Inclusion engineering in Co-based duplex entropic alloys

Abstract

Co-based duplex entropic alloy is designed very recently to replace pure Co as a major component of the binder phase for cemented carbide cutting tools. This work aims to provide a fundamental study of oxide inclusion characteristics in the duplex fcc + hcp Co-based entropic alloys. It is found that the Co85-xCrxFe7.5Ni7.5 (x = 15, 30 at.%) alloys hold the highest liquidus (T-liq) and solidus (T-sol) temperatures, compare with the Co85-xCrxMn7.5Ni7.5 (x = 15, 30 at.%) and Co77.5-xCrxFe7.5Mn7.5Ni7.5 (x = 15, 30 at.%) alloys.

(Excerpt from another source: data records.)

PR #1582, opened 2020-04-02
Add properties for bloop zipkin tracing to fastpass

wiwa:
This change adds the properties introduced in https://github.com/scalacenter/bloop/pull/1231 to fastpass.

### DIFF
--- a/metals/src/main/scala/scala/meta/internal/pantsbuild/commands/BloopGlobalSettings.scala
+++ b/metals/src/main/scala/scala/meta/internal/pantsbuild/commands/BloopGlobalSettings.scala
@@ -5,7 +5,7 @@ import scala.util.control.NonFatal
 import ujson.Obj
 import java.nio.file.Paths
 import java.nio.file.Path
-import scala.meta.internal.zipkin.ZipkinUrls
+import scala.meta.internal.zipkin.ZipkinProperties
 import ujson.Str
 
 object BloopGlobalSettings {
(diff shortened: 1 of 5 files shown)


metals/src/main/scala/scala/meta/internal/pantsbuild/commands/BloopZipkinTraceProperties.scala
```diff
@@ -0,0 +1,18 @@
+package scala.meta.internal.pantsbuild.commands
+
+import scala.meta.internal.pantsbuild.commands.BloopGlobalSettings.Property
+
+object BloopZipkinTraceProperties {
```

For each grade, the increasing Cr content leads to a decrease of T-sol and T-liq temperatures. It is also noted that there is an approximate 100 degrees C of undercooling exists in each grade during the solidification. The stable oxide inclusion in the Co85-xCrxMn7.5Ni7.5 and Co77.5-xCrxFe7.5Mn7.5Ni7.5 alloys is the MnCr2O4 type, while Cr2O3 is the main stable inclusion in the Co85-xCrxFe7.5Ni7.5 alloy. Furthermore, the size range of the MnCr2O4 particles is larger than that of Cr2O3. The theoretical calculation shows that MnCr2O4 has a higher coagulation coefficient than Cr2O3 does. This is due to the influence of the thermo-physical parameters, i.e. the interfacial energy between the oxide and the alloy and the viscosity of liquid alloy. The theoretical calculation fits well with the experimental findings.